ATHENS, Ga. — The college football calendar is approaching the second Saturday in November, and the Georgia Bulldogs are still looking for an opportunity to celebrate inside Sanford Stadium as No. 9 Auburn comes to town.
Georgia has played just three home games to this point and prevailed once, surviving Nicholls State of the Championship Subdivision, 26-24, on Sept. 10. The Bulldogs hosted Tennessee and Vanderbilt last month and got swept in gut-wrenching fashion, losing 34-31 to the Volunteers on a Hail Mary as time expired and falling 17-16 to the Commodores despite outgaining them by 250 yards.
"I don't think there is a certain reason on why we just lose or struggle at home," sophomore outside linebacker D'Andre Walker said this week. "At the same time, you can't think about that. You just have to go out there and play. We still have two more home games after Auburn, so we just want to go out there and play well."
Georgia closes its regular season with visits from Louisiana-Lafayette and Georgia Tech.
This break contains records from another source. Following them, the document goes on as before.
PR #289, opened 2025-02-20
Add per-session metrics to the resulting JSON file

nv-hwoo:
Example exported JSON file with session statistics:
```
{
  "request_throughput": {
    "unit": "requests/sec",
    "avg": 2.2453037464000505
  },
  "request_latency": {
    "unit": "ms",
    "avg": 144.78743075,
    ...
  },
  ...,
  "input_config": {
    ...
  },
  "sessions": {
    "181df3d3-d00d-465f-bdb3-6363547563ea": {
      "request_throughput": {
        "unit": "requests/sec",
        "avg": 1.1226518732000252
      },
      "request_latency": {
        "unit": "ms",
        "avg": 140.6232415,
        ...
      },
      ...
    },
    "c8af0fc8-c266-4052-b8d8-7e7031f65e2d": {
      "request_throughput": {
        "unit": "requests/sec",
        "avg": 1.5406063077538594
      },
      "request_latency": {
        "unit": "ms",
        "avg": 148.95162,
        ...
      },
      ...
    }
  }
}
```

PR #302, opened 2025-02-27
Fix session ID missing from profile export JSON

matthewkotila:
This is to enable a new PR that will restore the intended functionality of [Add per-session metrics to the resulting JSON file #289](https://github.com/triton-inference-server/perf_analyzer/pull/289).

Before this PR, session ID was missing from the profile export JSON:

```json
{
  "experiments": [
    {
      "experiment": {
        "mode": "request_rate",
        "value": 0.0
      },
      "requests": [
        {
          "timestamp": 0,
          "request_inputs": {
            "payload": "my_request_body_1"
          },
          "response_timestamps": [
            1
          ],
          "response_outputs": [
            {
              "response": "my_response_body_1"
            }
          ]
        },
        {
          "timestamp": 2,
          "request_inputs": {
            "payload": "my_request_body_2"
          },
          "response_timestamps": [
            3
          ],
          "response_outputs": [
            {
              "response": "my_response_body_2"
            }
          ]
        }
      ],
      "window_boundaries": [
        0,
        18446744073709551615
      ]
    }
  ],
  "version": "0.0.0",
  "service_kind": "openai",
  "endpoint": "v1/chat/completions"
}
```

After this PR, session ID is included as an input next to the `payload` input in the profile export JSON:

```json
{
  "experiments": [
    {
      "experiment": {
        "mode": "request_rate",
        "value": 0.0
      },
      "requests": [
        {
          "timestamp": 0,
          "request_inputs": {
            "delay": 1,
            "session_id": "my_session_id",
            "payload": "my_request_body_1"
          },
          "response_timestamps": [
            1
          ],
          "response_outputs": [
            {
              "response": "my_response_body_1"
            }
          ]
        },
        {
          "timestamp": 2,
          "request_inputs": {
            "session_id": "my_session_id",
            "payload": "my_request_body_2"
          },
          "response_timestamps": [
            3
          ],
          "response_outputs": [
            {
              "response": "my_response_body_2"
            }
          ]
        }
      ],
      "window_boundaries": [
        0,
        18446744073709551615
      ]
    }
  ],
  "version": "0.0.0",
  "service_kind": "openai",
  "endpoint": "v1/chat/completions"
}
```

### DIFF
--- a/src/session_concurrency/payload_dataset_manager.cc
+++ b/src/session_concurrency/payload_dataset_manager.cc
@@ -30,7 +30,9 @@
 
 #include <chrono>
 #include <cstdint>
+#include <cstring>
 #include <memory>
+#include <optional>
 #include <stdexcept>
 #include <string>
 #include <unordered_map>
@@ -41,7 +43,6 @@
 #include "../data_loader.h"
 #include "../model_parser.h"
 #include "../tensor_data.h"
-#include "payload_json_utils.h"
 
 namespace triton::perfanalyzer {
 
@@ -73,8 +74,8 @@ PayloadDatasetManager::GroupPayloadsBySession() const
   return session_datasets;
 }
 
-std::chrono::milliseconds
-PayloadDatasetManager::GetDelayForPayload(size_t dataset_index) const
+std::optional<std::chrono::milliseconds>
+PayloadDatasetManager::GetDelay(size_t dataset_index) const
 {
   TensorData delay_ms_tensor_data{};
 
@@ -86,9 +87,7 @@ PayloadDatasetManager::GetDelayForPayload(size_t dataset_index) const
   }
 
   if (!delay_ms_tensor_data.data_ptr) {
-    throw std::runtime_error(
-        "Missing 'delay' input for payload with index " +
-        std::to_string(dataset_index));
+    return {};
   }
 
   const uint64_t delay_ms{
@@ -146,8 +145,12 @@ PayloadDatasetManager::GetSessionID(size_t dataset_index) const
     throw std::runtime_error(error.Message());
   }
 
-  const uint8_t* session_id_buffer{session_id_tensor_data.data_ptr};
-  const size_t session_id_byte_size{session_id_tensor_data.batch1_size};
+  uint32_t session_id_byte_size{};
+  std::memcpy(
+      &session_id_byte_size, session_id_tensor_data.data_ptr, sizeof(uint32_t));
+
+  const uint8_t* session_id_buffer{
+      session_id_tensor_data.data_ptr + sizeof(uint32_t)};
 
   const std::string session_id(
       reinterpret_cast<const char*>(session_id_buffer), session_id_byte_size);
--- a/src/session_concurrency/payload_dataset_manager.h
+++ b/src/session_concurrency/payload_dataset_manager.h
@@ -28,8 +28,8 @@
 #include <stddef.h>
 
 #include <chrono>
-#include <cstdint>
 #include <memory>
+#include <optional>
 #include <string>
 #include <unordered_map>
 #include <vector>
@@ -47,7 +47,9 @@ class PayloadDatasetManager {
 
   std::vector<std::vector<size_t>> GroupPayloadsBySession() const;
 
-  std::chrono::milliseconds GetDelayForPayload(size_t dataset_index) const;
+  std::string GetSessionID(size_t dataset_index) const;
+
+  std::optional<std::chrono::milliseconds> GetDelay(size_t dataset_index) const;
 
   std::string GetPayload(size_t dataset_index) const;
 
@@ -55,8 +57,6 @@ class PayloadDatasetManager {
   using PayloadsMapType = std::unordered_map<std::string, std::vector<size_t>>;
 
   PayloadsMapType CreateSessionIdToPayloadsMap() const;
-
-  std::string GetSessionID(size_t dataset_index) const;
 
   std::shared_ptr<const DataLoader> data_loader_{};
   const std::shared_ptr<ModelParser> parser_{};
--- a/src/session_concurrency/request_handler.cc
+++ b/src/session_concurrency/request_handler.cc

The Bulldogs are 10-point underdogs Saturday, the largest spread they've faced at home since being 14-point underdogs against Tennessee in 1996. That was Peyton Manning's junior season as Volunteers quarterback, and he threw for 371 yards in leading them to a 29-17 triumph.
Defeating Auburn would help Georgia avoid its first winless season at home against Southeastern Conference opposition since 1962, when the Bulldogs tied Kentucky (7-7) and were thumped by Georgia Tech (37-6). They have not lost all of their home league games since 1957, when they played only two and fell to Vanderbilt (9-6) and Alabama (14-13).
This is already the deepest Georgia has gone into a season without defeating a Bowl Subdivision foe at home since 1962.
The Bulldogs are 5-4 overall, having won true league road games against Missouri, South Carolina and Kentucky but also losing badly at Ole Miss. They are 1-1 in neutral-site contests, opening with a victory over North Carolina in Atlanta and losing their annual matchup with Florida in Jacksonville.
"I don't think it's anything about home or away," Bulldogs first-year coach Kirby Smart said. "I think it's the demeanor in which you approach these games. I think it's important that we try to keep a routine for a game, and whether it's home or away, we try to keep the same routine in making sure the players have the same amount of free time or rest time or focus time — trying to keep that consistent from a home game to a road game.
"Sometimes it's not. Sometimes on the road game, you get away from things more. You get isolated more. As far as that goes, I think the crowd obviously is a difference and the momentum of the crowd is big at home. I think that helps."
Georgia played one of its better games against Tennessee and took a 31-28 lead with 10 seconds remaining on a 47-yard touchdown pass from Jacob Eason to Riley Ridley. The Bulldogs had 35 more yards than the Volunteers, who moved into the top 10 following that triumph, and Georgia's 421-171 yardage advantage over Vanderbilt is its largest of the season.
Auburn outgained the Commodores by just 45 yards in last Saturday's 23-16 win.
"I don't know why it's happened," junior nose tackle John Atkins said. "We prepare every week the same. Every week we try to run the ball and stop the run, so we try to play the same everywhere we go. Even though the record doesn't show it, we have a lot of players improving."
Said senior snapper Trent Frix: "We want to defend our home field, and we're going to do the best that we can to do that. It's just been one of those things this year."